I´ve been dealing with topologically equivalent metrics for a while, using the usual definition, that $d$ and $d'$ are topologically equivalent iff they have the same open sets. However, there is another equivalent definition that says that $d$ and $d'$ are topologically equivalent if both $id_{1}:(X,d)\to(X,d')$ and $id_{2}:(X,d)\to(X,d')$ are continuous. Where $X$ is the metric space were both $d$ and $d'$ are defined. However, when trying to use this definition, I don't know If what Im doing is correct. I'll give two examples:
Decide wether the following are true or false (with $d$, $d'$ topologically equivalent):
a)If $(x_n)$ converges with $d$ then $(x_n)$ converges with $d'$
b)If $(x_n)$ is Cauchy with $d$ then $(x_n)$ is Cauchy with $d'$
For a) I've used the continuity of $id_1$ in the following manner: Given $\epsilon>0$ there exist $\delta>0$ such that $d(x,y)<\delta$ implies $d'(x,y)<\epsilon$. Now I can easily show that $(x_n)$ converges with $d'$.
EDIT
b) We want to see that if $(x_n) $ is Cauchy with $ d$ then it is with $ d'$. That is, I want to see that given $\epsilon_{0} > 0$ there exist $ n_0$ such that $ d'(x_n, x_m) < \epsilon $ if $ n, m \geq n_0$.
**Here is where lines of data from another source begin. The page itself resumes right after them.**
PR #55, opened 2016-05-14
Tries to detect and load GMXRC automatically

pslacerda:
This commit enables to load GMXRC automatically in most common cases. If GMXPRFIX variable is not found in the environmnet, GMXRC is ran in a subprocess and the variables exported by it are set in this environment. I do exactly the same in my weekend toy project [pslacerda/gmx](https://github.com/pslacerda/gmx). I hope it helps!

### DIFF
--- a/gromacs/__init__.py
+++ b/gromacs/__init__.py
@@ -242,6 +242,17 @@ def stop_logging():
     log.clear_handlers(logger)  # this _should_ do the job...
 
 
+# Try to load environment variables setted by GMXRC
+gmxrc = config.cfg.get("Gromacs", "GMXRC")
+if gmxrc:
+    try:
+        config.set_gmxrc_environment(gmxrc)
+    except OSError:
+        logger = config.logger
+        logger.warning("Failed to automatically set the Gromacs environment"
+                       "(GMXRC)")
+
+
 # Add gromacs command **instances** to the top level.
 # These serve as the equivalence of running commands in the shell.
 # (Note that each gromacs command is actually run when the instance is
--- a/gromacs/config.py
+++ b/gromacs/config.py
@@ -166,6 +166,11 @@ command ``gmx`` is added as a prefix::
    # Release of the Gromacs package to which information in this sections applies.
    release = 5.0.5
 
+   # GMXRC contains the path for GMXRC file which will be loaded. If not
+   provided is expected that it was sourced as usual before importing this
+   library.
+   GMXRC = /usr/local/gromacs/bin/GMXRC
+
    # tools contains the command names of all Gromacs tools for which classes are generated.
    # Editing this list has only an effect when the package is reloaded.
    # (Note that this example has a much shorter list than the actual default.)
@@ -215,7 +220,7 @@ completely transparent to the user.
 """
 from __future__ import absolute_import, with_statement
 
-import os, errno
+import os, errno, subprocess
 from ConfigParser import SafeConfigParser
 
 from pkg_resources import resource_filename, resource_listdir
@@ -480,6 +485,7 @@ class GMXConfigParser(SafeConfigParser):
           self.set('DEFAULT', 'managerdir',
                   os.path.join("%(configdir)s", os.path.basename(defaults['managerdir'])))
           self.add_section('Gromacs')
+          self.set("Gromacs", "GMXRC", "")
           self.set("Gromacs", "tools", "pdb2gmx editconf grompp genbox genion mdrun trjcat trjconv")
           self.set("Gromacs", "extra", "")
           self.set("Gromacs", "groups", "tools")
@@ -637,9 +643,24 @@ def check_setup():
 check_setup()
 
 
-
 # Gromacs tools
 # -------------
+
+#: Runs GMXRC in a subprocess and put environment variables loaded by it in
+#: this environment.
+def set_gmxrc_environment(gmxrc):
+    envvars = ['GMXPREFIX', 'GMXBIN', 'GMXLDLIB', 'GMXMAN', 'GMXDATA',
+               'GROMACS_DIR', 'LD_LIBRARY_PATH', 'MANPATH', 'PKG_CONFIG_PATH',
+               'GROMACS_DIR', 'PATH']
+    cmdargs = ['bash', '-c', ". {0} && echo {1}".format(gmxrc,
+               ' '.join(['${0}'.format(v) for v in envvars]))]
+    try:
+        out = subprocess.check_output(cmdargs)
+        out = out.strip().split()
+        for key, value in zip(envvars, out):
+            os.environ[key] = value
+    except (subprocess.CalledProcessError, OSError):
+        pass
 
 #: Python list of all tool file names. Filled from values in the tool
 #: groups in the configuration file.
--- a/gromacs/cbook.py
+++ b/gromacs/cbook.py
@@ -200,11 +200,11 @@ one to fit.
 try:
     _define_canned_commands()
 except (OSError, ImportError, GromacsError):
-    warnings.warn("Failed to define a number of commands in gromacs.cbook. Most likely the "
-                  "Gromacs installation cannot be found --- source GMXRC!",
-                  category=GromacsImportWarning)
-    logger.error("Failed to define a number of commands in gromacs.cbook. Most likely the "
-                  "Gromacs installation cannot be found --- source GMXRC!")
+    msg = ("Failed to define a number of commands in gromacs.cbook. Most "
+          "likely the Gromacs installation cannot be found --- set GMXRC in "
+           "~/.gromacswrapper.cfg or source GMXRC directly")
+    warnings.warn(msg, category=GromacsImportWarning)
+    logger.error(msg)
 finally:
     del _define_canned_commands
 


pslacerda:
The exception handling failed check does not apply because is the intended behavior. The one about string interpolation does not mean too much either yet because there are other similar construct in the file.

gromacs/__init__.py
```diff
@@ -242,6 +242,28 @@ def stop_logging():
...
 
+
+# Check if GMXRC was loaded and tries to load it otherwise. Runs GMXRC in a
+# subprocess and put environment variables loaded by it in this environment.
+import os, subprocess
+if 'GMXPREFIX' not in os.environ:
+    envvars = ['GMXPREFIX', 'GMXBIN', 'GMXLDLIB', 'GMXMAN', 'GMXDATA',
+               'GROMACS_DIR', 'LD_LIBRARY_PATH', 'MANPATH', 'PKG_CONFIG_PATH',
+               'GROMACS_DIR', 'PATH']
+    cmdargs = ['bash', '-c', ". /usr/local/gromacs/bin/GMXRC && echo %s" %
```
orbeckst: Don't hard-code the path to GMXRC. In `bash` you can also source anything in your `PATH`, so try just
```python
cmdargs = ['bash', '-c', ". GMXRC && echo %s" %
```

orbeckst: Might as well start using modern string formatting...

gromacs/__init__.py
```diff
@@ -242,6 +242,28 @@ def stop_logging():
     log.clear_handlers(logger)  # this _should_ do the job...
 
 
+
+# Check if GMXRC was loaded and tries to load it otherwise. Runs GMXRC in a
```
orbeckst: I'd like to make this a function. Then we can add some logic to only run it if the user wants it, we can test it separately, and we can wrap it in anice try/except.

Put it into `config.py` and call the function something like
```python
def set_gmxrc_environment(GMXRC="GMXRC"):

```

orbeckst:
The QC things are not a big deal but see the comments: let's make it a function and then call it from `__init__` as 
```python

import .config

try:
   config.set_gmxrc_environment()
except OSError:
   logger.warning("Failed to automatically set the Gromacs environment (GMXRC)")
```

orbeckst:
(Btw, @pslacerda I added a link to your [gmxscript](https://github.com/pslacerda/gmx) to the [Alternatives](http://gromacswrapper.readthedocs.io/en/latest/alternatives.html) section.)

pslacerda:
Do you mean something like the updated commit?
This may break testing if is to be done using other GMXRC than default that wasn't sourced before running it.

And many thanks by the mention in your page!

pslacerda:
@orbeckst, I'd prefer to simply set the environment in `__init__.py` rather than put in a separate function at `config.py` because the tools wouldn't be reloaded even importing the module again.

Maybe move the first `for` loop in `tools.py` into a function to enable reloading the tools on demand? But why? So I'd prefer to keep it directly in `__init__.py`.

gromacs/__init__.py
```diff
@@ -242,6 +242,15 @@ def stop_logging():
     log.clear_handlers(logger)  # this _should_ do the job...
 
 
+# Try to load environment variables setted by GMXRC
+try:
+    import os
+    if 'GMXPREFIX' not in os.environ:
```
orbeckst: `GMXPREFIX` only works for Gromacs 5.x; we don't have it for Gromacs 4.6.x. Check for the presence of `GMXBIN` instead (or first `GMXPREFIX` and then `GMXBIN`).

orbeckst:
> Do you mean something like the updated commit?

That looks ok for a start. I don't think it will break anything at the moment because you sensibly check if Gromacs was loaded (however, as I said in the comments above, you need to check for `GMXBIN` and not just `GMXPREFIX`). Thus, if one loads the Gromacs environment before starting Python then everything will work as before.

What I don't like is that at the moment the "auto loading" will only work if your GMXRC is `GMXRC='/usr/local/gromacs/bin/GMXRC'`. 

But we could make this configurable in the config file:

```ini
[Gromacs]

GMXRC = /usr/local/gromacs/bin/GMXRC

tools = ...
```

and then use the config file value for `GMXRC`. Especially once we have #49 implemented and have ways to switch between different profiles, this could be really useful.

What do you think?

> Maybe move the first for loop in tools.py into a function to enable reloading the tools on demand?

That's a possibility but we can address this in another PR.

pslacerda:
Hi @orbeckst!

I put a `GMXRC` variable in the `GMXConfigParser` as you suggested. If it's empty `__init__.py` will fail as before otherwise it'll `set_gmxrc_environment()`.

Please check if the documentation is appropriate, if not how can I improve it?

pslacerda:
I guess that version 4 soon will be used only for reproduce old experiments, if ever used. Drop support for version 4 will greatly improve the code. What do you think about?

If better decide to maintain both versions, couldn't version 4 native commands be located more automatically? For example, in 5 we can query the command list with `gmx help commands`. In 4 the binaries are all in the same directory and, if I remember correctly, all starts with `g_` so a `glob.glob('/path/g_*')` will give us all available commands. Leaving manual configuration for home made commands, which I never needed but knows that some people do.

Also if `GMXRC` is already set, there is yet any need to `release` configuration option?

Great library, I'm starting to use it now and seems that it will be very helpful in my new project!

orbeckst:
> On 30 May, 2016, at 17:10, Pedro Lacerda <notifications@github.com> wrote:
> 
> I guess that version 4 soon will be used only for reproduce old experiments, if ever used. Drop support for version 4 will greatly improve the code. What do you think about?

I think you’re correct in your assessment but it is useful to be able to run 4.6.x for a while. Yes, it’s a bit cluncky but convenient and to be honest, the main reason for GW is convenience… it is certainly not elegant code, it can break, etc…. but in my experience it still beats bash scripts ;-)

The GW code is not as sleek as your gmxscript – perhaps we could simplify GW somewhat along the lines what you did.


> If better decide to maintain both versions, couldn't version 4 native commands be located more automatically? For example, in 5 we can query the command list with gmx help commands. In 4 the binaries are all in the same directory and, if I remember correctly, all starts with g_ so a glob.glob('/path/g_*') will give us all available commands. Leaving manual configuration for home made commands, which I never needed but knows that some people do.

I like that idea (I think there was already a discussion in one of the issues). I saw that you parse ‘gmx help’.

> Also if GMXRC is already set, there is yet any need to release configuration option?

Not really.

The release config option is not used at the moment. It had been added as a reminder. I like keeping meta data. 

> Great library, I'm starting to use it now and seems that it will be very helpful in my new project!

I am happy to hear this, especially because gmxscript already looks like a pretty neat little tool in itself. On that note, GW is a really open (not to say, promiscuous or wild west) open source project – if you have ideas then submit PRs! I tend to review them with an eye towards “is this going to break scripts horribly or not” (because with my PI hat on I really hate anyone spending time on rewriting existing code in a scientifically unproductive  manner) but otherwise, this is very much user driven!

gromacs/__init__.py
```diff
@@ -242,6 +242,17 @@ def stop_logging():
     log.clear_handlers(logger)  # this _should_ do the job...
 
 
+# Try to load environment variables setted by GMXRC
+gmxrc = config.cfg.get("Gromacs", "GMXRC")
+if gmxrc != "":
```
orbeckst: Just make this
```
if not gmxrc:
```

Generally better to just test for ``False`` because then one can also set it to ``None`` or ``False``.

orbeckst:
1. Why would this not work with Gromacs 4.x (there's a comment stating it)? Are there any env vars that differ? Did you test with Gromacs 4?
2. Please fix the small stylistic test.

Otherwise looking good.

(Sorry for the delay in looking at this. I have so many other things to do and working with code is more a reward when I completed lots of other boring stuff... In the future, feel free to add a comment "ping @orbeckst, I think this is ready..." or something like that as a reminder.)

pslacerda:
I really don't know why I said that will not work in 4.x, maybe because wasn't tested.

Just fixed the if test, I think this is ready!
Sorry for the delay, I'm not receiving updates in my email!

pslacerda:
Let's continue this conversation about code simplification in #49. I'm really glad that you like gmxscript, and even more if some tricks did there could be applied here!

gromacs/__init__.py
```diff
@@ -242,6 +242,17 @@ def stop_logging():
     log.clear_handlers(logger)  # this _should_ do the job...
 
 
+# Try to load environment variables setted by GMXRC
+gmxrc = config.cfg.get("Gromacs", "GMXRC")
+if not gmxrc:
```
orbeckst: @pslacerda , I am sorry, I am a total idiot asking for the change `if gmxrc != ""` to `if not gmxrc:`: This is now doing the *opposite*. Instead it should be
```python
if gmxrc:
```

D'oh! I will fix it.

And come to think: If the user has an old cfg file, the `cfg.get()` will through a `NoOptionError`. But I will fix this by adding Gromacs/GMXRC to the defaults.

orbeckst: ... Ignore my last comment regarding the `cfg.get()`, I just realized you had already added a default of "".

gromacs/config.py
```diff
@@ -637,10 +643,25 @@ def check_setup():
...
+               'GROMACS_DIR', 'LD_LIBRARY_PATH', 'MANPATH', 'PKG_CONFIG_PATH',
+               'GROMACS_DIR', 'PATH']
+    cmdargs = ['bash', '-c', ". {0} && echo {1}".format(gmxrc,
+               ' '.join(['${0}'.format(v) for v in envvars]))]
+    try:
+        out = subprocess.check_output(cmdargs)
+        out = out.strip().split()
+        for key, value in zip(envvars, out):
+            os.environ[key] = value
+    except subprocess.CalledProcessError, OSError:
```
orbeckst: in Py2 you need parentheses:
```python
except (subprocess.CalledProcessError, OSError):
```

otherwise the error trace will be assigned to the variable `OSError` and it will *not* trap `OSError`.

pslacerda:
And I'm another because didn't saw that!
Also fixed the parentheses!

pslacerda:
What can I say... tomorrow I'll change a little bit the code because now I guess that it will break in Python versions pre 3.5 because of `subproces.check_output()`.

Or is it ok for a new release?

orbeckst:
Python 2.7 is fine with [subprocess.check_output()](https://docs.python.org/2/library/subprocess.html#subprocess.check_output).

orbeckst:
I added to the PR but because I can't commit to yours I am closing this one in favor of #66.

I'll also give you write access so that you can work on the PR directly.

pslacerda:
Maybe can we probe the /usr/local/gromacs/bin/GMXRC just in the common case of default compilation and installation? No side effect if it fails as we handle like no GMXRC was provided.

Since $ id_1$ is continuous, given $\epsilon_0$ there exist a $\delta_0> 0$ such that $ d (x_n, x_m) <\delta_0$ implies $ d'(x_n, x_m)<\epsilon_0$.
Since $(x_n) $ is Cauchy in $(X, d) $ we have that given $\delta_0 > 0$ there exist $ n_1\in \mathbb {N} $ such that $ d (x_n, x_m)<\delta_0 $ if $ n, m \geq n_0$.
Then taking $ m, n \geq n_1$ we have that $ d (x_n, x_m)<\delta_0$ implying $ d'(x_n, x_m)<\epsilon_0$.
However I know this proof is wrong, since this would imply completeness is topologically preserved and thats not true!